The War on Us
The conservative and liberal factions in this country have, in collusion, turned moot the nonpartisan desire for personal responsibility and liberty which we the people embrace. As a result, the 'war on drugs' has shifted in the last several years to a war on the people.
Sound far-fetched? Think carefully. Just about all of us, conservative and liberal, think that people who commit crimes ought to pay the penalty, no excuses. We also believe, again almost unanimously, that people who commit no crimes ought to be left alone.
Instead, because of the war on us, people who do drugs but commit no crimes go to jail daily, while those who do drugs and commit crimes have their sentences reduced in favor of rehabilitation programs. The former is misguided morality, the latter misguided compassion - all misguided reason.

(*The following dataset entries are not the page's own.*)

PR #3515, opened 2023-07-22
Card: store created CardTraits by Text Change: Volrath’s Shapeshifter

### LINKED ISSUE #3414: Phyrexian Devourer cloned via Volrath's Shapeshifter causes infinite Sacrifice triggers
When Phyrexian Devourer reaches >=7 power, Forge stacks infinite instances of the sacrifice trigger.

According to the current Oracle rulings, the sacrifice ability only triggers once.

The current handling of this card makes it impossible to execute any devourer combos within Forge.  This is a fairly popular win condition in Premodern and it would be nice to actually be able to resolve it in this program.

Hanmac:
Closes  #3414

@tool4ever can you test this?

### DIFF
--- a/forge-game/src/main/java/forge/game/card/Card.java
+++ b/forge-game/src/main/java/forge/game/card/Card.java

While the roots of the problem in reality are undeniably economic, the form of the current arguments to make victimless, nonviolent drug use a crime boil down to two: drug users are wasting their lives (liberal), and drug use is connected to crime (conservative).
With regard to the latter: in case you don't know, allow me to instruct you - criminals are criminals, whether or not they do drugs. An individual's personal responsibility is not suspended when they do a drug, and most drug users know that. A person who would steal to feed a drug addiction was a thief before doing any drugs at all, period. Ask yourself this: if a person with no criminal record took a job with a big corporation, discovered an 'easy' way to steal a lot of money from the company, and took the opportunity, would you say that the corporation was to blame? Maybe corporations should be illegal, because they do nothing but entice persons to crime? No, you'd say that the person was a thief before ever taking the job. They should take the consequences without leniency, regardless of the strength of temptation provided by the company.

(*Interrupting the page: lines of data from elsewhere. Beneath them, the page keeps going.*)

PR #3524, opened 2023-07-24
remove translation

kevlahnota:
-should fix ai effect logic
-translation should be done somewhere


forge-game/src/main/java/forge/game/ability/SpellAbilityEffect.java
```diff
@@ -498,28 +498,7 @@ protected static Card createEffect(final SpellAbility sa, final Player controlle
         final Game game = hostCard.getGame();
         final Card eff = new Card(game.nextCardId(), game);
         String finalname = name.replaceAll("\\([^()]*\\)", "");
```
Hanmac, line 500: should this be removed too?

kevlahnota: I dont remember why I add that before since it removes enclosed in (), is there such card name like that?

Hanmac: some UN Cards use "(" https://scryfall.com/search?q=%22%28%22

As for the 'wasted life' argument, it was no less than Jimmy Carter (the only one of the last four presidents who, while certainly ineffective, yet legitimately held the interest of the people in the highest regard) who said that no law, enacted to protect people from harm, should itself cause more harm to those it was designed to protect. Want to talk about a wasted life? - put a person in jail for ten years to protect him from wasting his life. That's a wasted life. And isn't it the height of arrogance to suggest that I know what it is that wastes a life? Many would say that tireless devotion to work is a wasted life. Should we make that illegal? Set up work diversion programs?
The conservatives started it by calling drug use immoral, the liberals exacerbated it by offering excuses for human frailty. The argument emanating from these viewpoints are many and confused. But the fact remains that if persons who've committed no crime are released from jail, and those who commit crimes are put in jail, whether or not they do drugs, there would be no need to build a new prison for many years to come.